Engineering analysis program

Femap (Finite Element Modeling And Postprocessing) is an engineering analysis program sold by Siemens Digital Industries Software that is used to build finite element models of complex engineering problems ("pre-processing") and view solution results ("post-processing"). It runs on Microsoft Windows and provides CAD import, modeling and meshing tools to create a finite element model, as well as postprocessing functionality that allows mechanical engineers to interpret analysis results. The finite element method allows engineers to virtually model components, assemblies, or systems to determine behavior under a given set of boundary conditions, and is typically used in the design process to reduce costly prototyping and testing, evaluate differing designs and materials, and for structural optimization to reduce weight.

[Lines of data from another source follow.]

PR #7528, opened 2024-12-03
Bump Python version used on CI

jtpio:
Update the Python version used on CI to the range 3.9 - 3.13.

Looking into fixing the failing checks noticed in https://github.com/jupyter/notebook/pull/7527.


jtpio:
> Looking into fixing the failing checks noticed in #7527.

Ah it's probably because the `macos-12` images are not supported anymore: https://github.com/actions/runner-images/issues/10721

PR #7530, opened 2024-12-04
Adds jupyter-ui-toolkit packages in shared scope

brichet:
This PR adds the 2 packages from [jupyter-ui-toolkit](https://github.com/jupyterlab-contrib/jupyter-ui-toolkit) in the shared scope of Notebook.

These packages have been included in jupyterlab as singleton in https://github.com/jupyterlab/jupyterlab/commit/3d525a2c24524fe1431c3227e62057c9137940ed.

Without this change, an extension depending on one of these packages would not work.

Thanks @jtpio for your help on this.

### DIFF
--- a/app/package.json
+++ b/app/package.json
@@ -12,8 +12,6 @@
   "resolutions": {
     "@codemirror/state": "~6.4.1",
     "@codemirror/view": "~6.28.3",
-    "@jupyter/react-components": "^0.16.6",
-    "@jupyter/web-components": "^0.16.6",
     "@jupyter-notebook/application": "~7.3.0",
     "@jupyter-notebook/application-extension": "~7.3.0",
     "@jupyter-notebook/console-extension": "~7.3.0",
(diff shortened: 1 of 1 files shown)


app/package.json
```diff
@@ -12,6 +12,8 @@
   "resolutions": {
     "@codemirror/state": "~6.4.1",
     "@codemirror/view": "~6.28.3",
+    "@jupyter/react-components": "^0.16.6",
+    "@jupyter/web-components": "^0.16.6",
```
jtpio, line 16: Maybe we can move the `@jupyter/ydoc` line below next to these new packages, so it's easier to notice (and somewhat sorted) while looking at the resolutions?

jtpio (approved):
Thanks!

Left a minor comment, otherwise looks good :+1:

app/package.json
brichet: Good catch, I moved the new entries instead to follow the ASCII order.

brichet:
Since the corresponding PR in jupyterlab has been published in 4.1, we should probably backport this one to `7.2.x` and `7.1.x` branches.

jtpio:
I guess it would be fine to backport to `7.2.x` since `7.3.0` was released today. Not sure it's worth it for `7.1.0` though, unless someone actively requests it, and since it probably affects just a few extensions?

jtpio:
@meeseeksdev please backport to 7.2.x

brichet:
I can do it

jtpio:
ah meeseek was now able to do the backport, hopefully the manual backport is not too painful since it's just a few lines.

PR #7567, opened 2025-01-23
Fix undefined error when checkpoints is empty

jdavid:
```python
      const checkpoints = await context?.listCheckpoints();       <== if checkpoints is an empty array
      if (!checkpoints) {                                         <== this will be false
        return;
      }
      const checkpoint = checkpoints[checkpoints.length - 1];     <== then checkpoint will be undefined
      node.textContent = trans.__(
        'Last Checkpoint: %1',
        Time.formatHuman(new Date(checkpoint.last_modified))      <== here will trigger an undefined error
      );
```

We found the problem while integrating jupyterlite with a FastAPI project.

### DIFF
--- a/packages/notebook-extension/src/index.ts
+++ b/packages/notebook-extension/src/index.ts
@@ -124,7 +124,7 @@ const checkpoints: JupyterFrontEndPlugin<void> = {
       context?.fileChanged.connect(onChange);
 
       const checkpoints = await context?.listCheckpoints();
-      if (!checkpoints) {
+      if (!checkpoints || !checkpoints.length) {
         return;
       }
       const checkpoint = checkpoints[checkpoints.length - 1];


jtpio (approved):
Thanks!

jtpio:
@meeseeksdev please backport to 4.3.x

jtpio:
> We found the problem while integrating jupyterlite with a FastAPI project.

Do you need this change in JupyterLite soon? It may take a little while to propagate there as this would first need to be available in a Notebook release.

Normally this issue should not have too much of an impact, except for some errors in the dev tools console?

jdavid:
In our case the error breaks the notebook, but I don't need the fix quickly, we already patch the file.
Thanks for merging!

jtpio:
FYI @jdavid this is now available in `7.3.3`: https://github.com/jupyter/notebook/releases/tag/v7.3.3

jdavid:
Thanks!

Issue #7565, opened 2025-01-17
Display "Click to add a cell" button as a part of notebook, not background


andrii-i:
### Problem

Currently "Click to add a cell" is rendered as a part of background / outer notebook area (grey in the JupyterLab light theme) under the drop shadow from the notebook  / inner notebook area (white in the JupyterLab light theme). 

To me it seems that the way how button is rendered in JupyterLab, as a part of notebook / inner notebook area (white in the JupyterLab light theme) is easier to read / parse. As an added bonus, this would make design language used in lab and notebook more consistent. 

Notebook:
<img width="1192" alt="Image" src="https://github.com/user-attachments/assets/c18dcac1-5442-4143-9f6f-b8ebc90de6cb" />

JupyterLab:
<img width="1046" alt="Image" src="https://github.com/user-attachments/assets/9e364fb0-2cf3-4981-adcc-c96d5b0ee33e" />

### Proposed Solution

Render "Click to add a cell" button as a part of notebook / inner notebook area (white in the JupyterLab light theme).

jtpio:
Thanks @andrii-i.

Isn't rendering the button as part of the notebook going to add some artificial white space at the bottom of the notebook, to accommodate for the button when hovering?

andrii-i:
@jtpio thank you for looking into this. It would, I was thinking that white space at the bottom of inner notebook area could be made larger to accommodate the button when hovering in a way that there would be no need to add / "pop-in" any artificial white space.

PR #7587, opened 2025-02-18
Fix for issue #7565 on Click to add a cell button not in background

aj202088:


rsaditya01:
Welcome @aj202088,
Thanks for looking into the issue and contributing to Jupyter Notebook.

On pulling your changes in local and testing, the updated notebook UI looks different from the desired output.

(A) Notebook UI after change -
image

(B)Desired Notebook UI (mentioned in the issue)-
image

The notebook UI in (A), keeps the "Click to add cell" button in the footer area, the button appear all the time below the notebook area and the button spans to entire width of 'inner notebook area (white area)'.
While the desired output is that the "Click to add cell button" can be placed inside 'inner notebook area'(as mentioned in issue description #7565), width should be equivalent to Notebook Cell width and it should appear only "on hover" over that button (current functionality).
Could we look into making some changes in "inner notebook area" and placing the the button there with minor alteration in css.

Product simulation applications include basic strength analysis, frequency and transient dynamic simulation, system-level performance evaluation and advanced response, fluid flow and multi-physics engineering analysis for simulation of functional performance.

Femap is used by engineering organizations and consultants to model complex products, systems and processes including satellites, aircraft, defense electronics, heavy construction equipment, lift cranes, marine vessels and process equipment.

== History ==

1985 - ESP founded by George Rudy and Femap originally developed as a pre- and postprocessor to Nastran.

1999 - ESP acquired by SDRC

2001 - SDRC acquired by EDS

2004 - Product Lifecycle Management (PLM) software suite spun off to form UGS

2007 - UGS acquired by the Automation & Drives Division of Siemens and Siemens Digital Industries Software formed

Femap product development continues as a CAD neutral and solver independent application. Also it is available bundled with a number of Siemens PLM solvers, including NX Nastran, Advanced Non-Linear Solver, Thermal/Advanced Thermal Solver, and Flow Solver.
As a standalone utility Femap is typically used with independent solvers such as ADINA, NEi Nastran, LS-DYNA, ANSYS or Abaqus.

== Release history ==

| Version | Release date |
|---|---|
| 9.0 | January 2005 |
| 9.1 | November 2005 |
| 9.2 | June 2006 |
| 9.3 | June 2007 |
| 10 | December 2008 |
| 10.1 | August 2009 |
| 10.2 | October 2010 |
| 10.3 | September 2011 |
| 11.0 | January 2013 |
| 11.1 | November 2013 |
| 11.2 | March 2015 |
| 11.3 | May 2016 |
| 11.4 | June 2017 |
| 12 | October 2018 |
| 2019.1 | May 2019 |
| 2020.1 | January 2020 |
| 2020.2 | June 2020 |
| 2021.1 | January 2021 |
| 2021.2 | June 2021 |
| 2022.1 | January 2022 |
| 2022.2 | May 2022 |
| 2301 | January 2023 |
| 2306 | June 2023 |
| 2401 | January 2024 |
| 2406 | June 2024 |

== Application ==

Femap is used in a number of industries, including aerospace and marine.